Una Minoranza Creativa: “KÒPON” e “UPOPIÀZE”, domenica 20 ottobre, XXIX domenica del tempo ordinario (ANNO C) (Lc 18,1-8

2' di lettura 19/10/2019 - Nel pieno della stagione autunnale, in cammino verso la chiusura dell’anno liturgico, siamo oramai in procinto di celebrare la Solennità di Ognissanti e la Commemorazione dei Defunti. Il lettore ipotizzerà, in base all’overture appena letta, che il tema trattato sarà la solita ramanzina su Halloween, che di questi tempi ogni buon cattolico propone.

Dispiace allo scrivente deludere le aspettative: dato che chi scrive è un cattolico, ma non certo “buono”, costui ritiene cosa necessaria continuare ad occuparsi come al solito della Parola di Dio, in quanto la priorità urgente non è l’analisi delle scelte altrui, ma il consolidamento delle convinzioni proprie.

Ed in virtù di ciò, è doveroso rappresentare giusto una nota: è a cagione del fatto che noi cattolici siamo liquidi nelle nostre convinzioni, che devianze come Halloween prendono piede. Che lo Spirito ci illumini, affinché nostro Signore Gesù Cristo non sia motivo di vergogna, ma ragione di vita.

L’approfondimento che vogliamo sviluppare quest’oggi parte da due termini: “pregare” (v. 1) e “gridano” (v. 7). Le due domeniche scorse sono state caratterizzate dalla “fede”. Il Signore ci ha avvicinato a questo dono in primo luogo offrendocene il senso ontologico (la fede è “obbedienza alla volontà di nostro Signore Gesù”); in secondo luogo ci ha sollecitato a coglierne la caratteristica (la fede è “annodarsi al Cristo”). Anche quest’oggi Gesù intende continuare a far riferimento alla fede, manifestandocene il frutto, ovvero la “giustizia”.

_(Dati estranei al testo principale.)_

PR #956, opened 2018-05-25
Added setWorldPosition utility method to  qSlicerReformatModuleWidget

mschumak:
Added a utility method to qSlicerReformatModuleWidget to make it easier to invoke setWorldPosition from Python.


jcfr:
Thanks for the contribution

To ensure the property is available from python in read/write, I suggest to do the following instead:

```
Q_PROPERTY(QVector3D worldPosition READ worldPosition WRITE setWorldPosition)

[...]

QVector3D worldPosition() const;
void setWorldPosition(const QVector3D& position);
```

mschumak:
Thanks, I'll try that.

mschumak:
I see that I have another way to accomplish what I'm trying to do, so for now, I'm going to close this request. I acknowledge that adding Python read/write capability and consistent naming would be good improvements, though.

PR #957, opened 2018-05-29
BUG: Add missing typename keywords.

phcerdan:
Also remove unused type.


lassoan:
Sorry about the missing typenames. Visual C++ does not need them and does not even log a warning if they are not there, so it is always easy to miss them. I've pushed a fix yesterday but it seems it arrived just after the nightly build was cut.

jcfr:
No problem at all.

This fix will also address the continuous build failure reported by CircleCI. See https://circleci.com/gh/Slicer/Slicer/2733?utm_campaign=vcs-integration-link&utm_medium=referral&utm_source=github-build-link

PR #963, opened 2018-05-29
BUG: Update VTK to fix volume clip bug and improve threading management 

jcfr:
This PR should **NOT** be integrated integrated. First, remaining issues discussed in [kitware/vtk#4338](https://gitlab.kitware.com/vtk/vtk/merge_requests/4338?commit_id=5c6bde06d788ea82e91b90bc1b95205a934f8eb7#note_416096) should be addressed.

Cc: @lassoan 

Highlighted list of changes
---------------------------

* https://gitlab.kitware.com/vtk/vtk/merge_requests/4338/commits (from Allison Vacanti <allison.vacanti@kitware.com>)
  Fix volume clip bug and add regression test.

    When clipping a volume using in-shader clipping planes, it was possible for the starting point of the ray cast to lie beyond the data volume. The raycast code is written such that the first sample is always taken before testing termination criteria, and in these cases we would always take a single sample outside of the volume, leading to artifacts.

    Fixed this behavior by checking that the starting position calculated by AdjustSampleRangeForClipping is indeed
    inside of the volume bounds and aborting the raycast if it is not.

    The existing TestGPURayCastClipping test would have caught this, except that the vase.vti volume used for testing
    has all 0's at the boundaries, so the rendering was correct even with the edge-clamp repetition outside of the volume
    (the faulty samples always computed RGBA=vec4(0)). I replaced the vase.vti of this test with a wavelet with finite
    boundary values that will catch this problem if there's a regression.

* https://gitlab.kitware.com/vtk/vtk/merge_requests/4175/commits (from David Gobbi)
  Resolve "Multithreader creates many unnecessary threads"

    Creating threads is expensive, so creating threads that do nothing should be avoided.

    - Limit number of threads in vtkImageHistogram
    - Remove redundant UpdateExtent calculation.
    - Use vector to allocate arrays instead of new
    - 17279: Limit num threads to num pieces.

Complete list of changes
------------------------

$ git shortlog 10e8cdc..9095631 --no-merges

Alessandro Genova (6):
      Add a test for the axis->setPrecision(0) issue on Windows
      Increase the font size of the axis label
      Fix the Precision = 0 bug on MSVC compilers
      Address compiler warning
      Cleanup comments and unused includes
      Resolve last compiler warning

Allison Vacanti (3):
      Retain renderer to recompute right rendered rectangle.
      Populate DataArraySelection objects for vtm files.
      Fix volume clip bug and add regression test.

Andreas Buykx (2):
      Fix issue #17211: crash on pick of composite data
      Backport fix for issue #17211 to release.

Andrew Bauer (7):
      Fixing issues with the HyperTreeGrid and improving documentation.
      Hypertreegrid cleanup.
      Update the HyperTreeGridSource to work in parallel.
      Fixing vtkImageData::FindPoint() bug
      Fixing typo in error message.
      Fixing bug with unstructured grid ghost cell generator.
      Fixing issue with writing structured XML field data

Aron Helser (5):
      Remove MomentInvariants filter, prep to make remote
      Remote Modules, add MomentInvariants, and ParallelMI
      Remote: change ParallelMoments to use branch
      Remote: parallel code included in single module
      MomentInvariants final remote repo location and hash

Berk Geveci (2):
      Introduced new composite datasets for partitioned data.
      Fixed bug in the XML structured data writer.

Bill Lorensen (1):
      Add NumberToString conversion class.

Brad King (10):
      ParallelMomentInvariants: Exclude from all pending fixes
      cmake: Set policy CMP0075 explicitly to avoid warnings
      CTestCustom: Drop unused Utilities/ matches
      pre-commit: Add support for ExternalData SHA512 objects
      git-gitlab-push: Add support for ExternalData SHA512 objects
      ExternalData: Switch from MD5 to SHA512 for new content links
      ExternalData: Add URLs to fetch from Girder on data.kitware.com
      ExternalData: Drop URLs using midas3.kitware.com
      ExternalData: Update URLs for vtk.org to use https
      ArchiveTestingDataOnGirder: Switch default to VTK collection

Carson Brownlee (2):
      fixing unnecessary volume updates in ospray on updates to tf.
      Fix material params with textures and add principled materials.

Cory Quammen (9):
      Use slightly clearer name for variables
      Stop drawing line segments outside image buffer bounds
      Use vtkMath::Min/Max instead of std::min/max
      Fix logic when tolerance is 0
      Clamp tolerance to range [0.0, VTK_DOUBLE_MAX]
      Set the field type for block selections
      Change algorithm for computing selections
      Rename vtkSelectionOperator to vtkSelector
      Change type of InsidednessArrayName member variable

Dan Lipsa (22):
      Fix SegY3D reader.
      Use SegYReader for both 2D and 3D data.
      Fix RequestInformation
      Use X,Y coordinates instead of inline,crossline.
      Use X, Y for SegY 3D.
      Test changed because of switch to XY coordinate system.
      Simplify computation.
      Use crossline, inline, sampleCountPerTrace order to match OpendTect.
      Clean up 2D reader and apply options to both readers.
      Add an option to create a StructuredGrid for a 3D SegY dataset.
      Update Progress.
      Flip data if increment is negative.
      Fix ParaView parameters and remove printouts.
      Make StructuredGrid the default for 3D data.
      Fix SegY warnings.
      Fix uninitialized variables.
      Fix warnings.
      Add SEGY to StandAlong group and warning fixes.
      Override and vector init warnings.
      Use a standard 4 byte unsigned int instead of long.
      Add cstdint include.
      Fix leaks on FileName.

David E. DeMarle (12):
      work around a bug where multiple threads delete image together
      silently ignore objects that lack requested valuepass array
      Increment version to VTK 8.1.1
      fix a memory leak and vtkstyle this for member
      Plug a vtk2osp leak and avoid a copy while exposing more formats.
      A change to the texture has to cause a redraw.
      Take advantage of zero copy textures in ospray.
      Fix a huge memory leak.
      dont leak the light either
      don't leak ospray buffer either
      use osp release not delete with osp volumes to prevent crashes
      suppress and fix comp warnings

David Gobbi (11):
      17265: Fix OpenGL2 vtkImageResliceMapper OOB issue
      17279: Limit num threads to num pieces.
      Use vector to allocate arrays instead of new
      Remove redundant UpdateExtent calculation.
      Limit number of threads in vtkImageHistogram
      17265: Fix OpenGL2 vtkImageResliceMapper OOB issue
      Fix thin border around vtkImageResliceMapper
      Backport 'reslicemapper-border' to release branch.
      Fix misuse of purportedly boolean Border.
      Fix documentation, use K for slice index.
      Fix typo in comments, xform to sform

Francois Budin (1):
      Check that context exists before trying to pop context.

Joachim Pouderoux (1):
      Fix destructor override warning

John Tourtellott (1):
      Added GDAL reprojection filter from vtkMap

Julien Schueller (1):
      Cast in vtkGetLibraryPathForSymbol macro

KWSys Upstream (2):
      KWSys 2018-04-23 (aa0f06ec)
      KWSys 2018-04-24 (85c211d6)

Ken Martin (26):
      clean up the state API and fix Qt widget
      do not use glDGetDouble on OpenGL ES
      add an option for a floor to the vtkSkybox class
      fix an access violation happening in StructureGridGeom filter
      fix uninitialized index in DataArray.cxx
      fix case where depth buffer was underflowing
      fix crash when scene has scalar values
      remove failihg part of test
      improve the picking on the pointgaussian mapper
      significantly improve performance for many blocks
      fix an access violation happening in StructureGridGeom filter
      add better support for using mesa when needed on windows
      add support for writing larger unstructured grids
      make sure we configure CTestCustom.cmake.in
      fix handling of large textures
      dataset mapper was not forwarding relative coincident parameters
      remove old 32bit simulator for ios
      add an executable to do opengl detection
      fix issues with the array calc and string arrays
      fixed case where the array name differed from
      Remove vtkProbeOpebGLSupport executable from Mobile
      comparison was being done for the wrong case
      fix ios build issues
      remove remaining opengl32 status methods
      fix buffer overrun
      cleanup and improve sphere and stick mappers in opengl

Kitware Robot (1):
      ExternalData: Convert content links from MD5 to SHA512

Lucas Gandel (5):
      Add WindowStereoTypeChangedEvent fired by vtkRenderWindow
      Fix memory exception with checkerboard stereo
      Invoke WindowResizeEvent on vtkWindow::SetSize() call
      Fix viewport size before FXAA pass on OSX
      Improve QVTKOpenGLWidget and add QVTKOpenGLWindow class based on QOpenGLWindow

Maik Froechtenicht (4):
      Fix for vtkTriangle::TrianglesIntersect() Issue #17092
      Undo copy vars for handover, format
      Fix for vtkTriangle::TrianglesIntersect() Issue #17092
      Fix for vtkTriangle::TrianglesIntersect() Issue #17092

Mathieu Westphal (2):
      Set vtkInteractionStylePython-TestStyleRubberBandZoomPerspective to run serial
      Adding new StepTime related features to LPT

Matt McCormick (1):
      ArchiveTestingDataOnGirder: Add script to upload to data.kitware.com

Michael Migliore (3):
      Add option in OpenFOAM reader to copy data to cell zones
      Add capacity to add a point outside of the current polyline
      Add tone mapping render pass

Nicolas Vuaille (3):
      Introduce Molecule Append filter
      Molecule to polydata conversion
      Improve pointSetToMolecule : optionally convert lines into bonds

Norman Juchler (2):
      Fix for QVTKRenderWindowInteractor for better support of retina displays
      Style improvement for my fix in QVTKRenderWindowInteractor

Robert Maynard (1):
      Update Accelerators/Vtkm to not produce any cpp check warnings

Sankhesh Jhaveri (12):
      Module Geovis GDAL
      Fix compile warnings for module GeovisGDAL
      Volume 2D transfer function issue causing undefined variable shader errors
      Fixed raster reprojection filter for celldata and GDAL 2
      Include GDAL header directory for module vtkGeovisGDAL
      Fix unused parameter and unused variable warnings in vtkGeovisGDAL
      Add API for GDAL reader to provide projection string in PROJ.4 format
      Ability to directly provide the PROJ.4 string to vtkGeoProjection
      Fix crash due to unitialized pointer
      Free up GDAL created memory in a GDAL safe way
      Fix unused variable warnings in vtkGeovisGDAL module
      Fix compiler warning in GDAL vector reader

Scott Wittenburg (1):
      Keep track of threads/workers and kill them explicitly

Seacas Upstream (1):
      exodusII 2018-05-07 (e4638682)

Sean McBride (1):
      Added a #warning on code that I’m pretty sure is dead

Sebastien Jourdain (4):
      Add ThreadedImageWriter
      Improve ThreadedWriter test
      Try to improve TestThreadedWriter
      Remove ThreadedWriter timing failure

Shawn Waldon (23):
      Add vtkFrustumSelector a selection operator for frustum selection
      vtkExtractSelection2: compiles but only partly implemented
      vtkExtractSelection2: selection with frustums compiles
      Move selection operator to Filters/Extraction
      Add test for combining extraction nodes via expression
      Refactor vtkSelectionOperator to use vtkDataObject API
      Change selection operator to return a boolean success value
      Handle selecting points with containing cells
      Add missing include
      Give the selection array the expected name
      Fix compile error
      Update test to set association for cell selection
      Fix typos
      Ensure output array has correct name
      Handle INVERSE property on selection nodes
      Handle legacy 1-component 2 tuple threshold selection arrays
      Change TestExtraction to test both old and new filters
      vtkExtractSelection2: add support for extracting rows from a vtkTable
      Add test of extracting rows
      Fix dashboard errors and warnings
      Deprecate and rename old vtkExtractSelection filter
      Add API documentation
      Unmark New() as legacy

Steven Hahn (2):
      Use public instead of protected member functions
      Use public instead of protected member functions

Sujin Philip (3):
      Update VTK-m
      Update to latest VTK-m master
      Fix some warnings in Accelerators/Vtkm

Tim Rowley (1):
      Add cell valued unstructured volume support to OSPRay mapper

Todd Martin (5):
      Add custom wrap compiler directive
      Fix definition name
      Add macro size hints
      Eliminate Windows name mangling workaround for GCCXML wrap
      Remove redundant code

Utkarsh Ayachit (39):
      Handle CFG files with other statements.
      put code blocks to simplify debugging
      Fix a shadowed var warning.
      extend grammar to include '-' in file names.
      updates to fix position file motions.
      Ensures output has as many rows as timesteps.
      Use `vtkCharArray` for mask array
      Add new doubleconversion 3rd party module.
      Update vtkNumberToString API to overcome build issues
      use correct package name when locating sustem doubleconversion.
      update thirdparty repo to point to the official fork.
      avoid segfault during app exit.
      Extend vtkSelection to support expressions.
      add missing return
      Add vtkValueSelector
      use vtkValueSelector in vtkExtractSelection2 (and its test)
      Add vtkLocationSelector to extract selected locations.
      Update TestExtractionExpression to test vtkLocationSelector.
      Update TestExtractionExpression to test threshold filter.
      fixes after API changes
      Misc vtkExtractSelection2 improvements
      simplify `vtkExtractSelection2::GetAttributeTypeOfSelection`
      exclude 3rd party warnings.
      vtkNumberToString doesn't need to delete assignment operator.
      add missing include.
      Don't use VTK_LEGACY with out set/get macros.
      vtkExtractSelection: remove unreachable code.
      fix missing `std::to_string` error
      fix warnings: remove testing of legacy filter
      fix missing `override` warnings
      warnings: fix `assignment operator could not be generated`
      docs: make `Return value: New reference.` explicit.
      fix warnings.
      exclude ospray warnings
      finally fix the implicit constructor/operator warnings.
      add MSVC 2013 exclusion.
      disable TestNumberToString on MSVC 2013.
      add tests to read/write multiblock with partial arrays
      Handle mismatch is chosen and available arrays.

Will Schroeder (6):
      Fast 2D clipper for image data
      Avoid reading into undefined heap; optimizing comparison on unsigned char
      Input is now generalized to vtkPointSet
      Removed unnecessary variables
      Faster computation of point inside/outside
      New regression test images

Yuri (1):
      Correction to when stat64 is used: FreeBSD doesn't use stat64.

double-conversion Upstream (2):
      doubleconversion 2018-03-29 (0e0b255d)
      doubleconversion 2018-05-11 (f3ac1585)


jcfr:
Closing. Latest version of VTK was integrated in [r27347](http://viewvc.slicer.org/viewvc.cgi/Slicer4?view=revision&revision=27347)

See https://github.com/Slicer/VTK/tree/slicer-v9.0.0-2018-08-10-584314a73

PR #964, opened 2018-05-30
ENH: Improve slicer.util.exit documentation

lassoan:
Fixes https://issues.slicer.org/view.php?id=4470

### DIFF
--- a/Base/Python/slicer/util.py
+++ b/Base/Python/slicer/util.py
@@ -12,7 +12,25 @@ def quit():
   exit(EXIT_SUCCESS)
 
 def exit(status=EXIT_SUCCESS):
+  """Exits the application with the specified exit code.
+  The method does not stops the process immediately but lets
+  pending events to be processed.
+  If exit() is called again while processing pending events,
+  the error code will be overwritten.
+
+  To make the application exit immediately, this code can be used.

Nel passo evangelico odierno Gesù racconta una parabola che ha molte note di assonanza con quanto troviamo presente in un altro passo lucano: l’insistenza della vedova nei confronti del giudice è molto prossima al racconto di quell’amico destato a mezzanotte per tre pani (cfr. Lc 11, 5-10); ma in questo nostro incontro vogliamo cercare di andare un po' più in profondità, per cercare di togliere il velo ad un’altra accezione. Possiamo dividere la pericope odierna in due quadri: il primo con fondale “terreno” e il secondo con fondale “celeste”.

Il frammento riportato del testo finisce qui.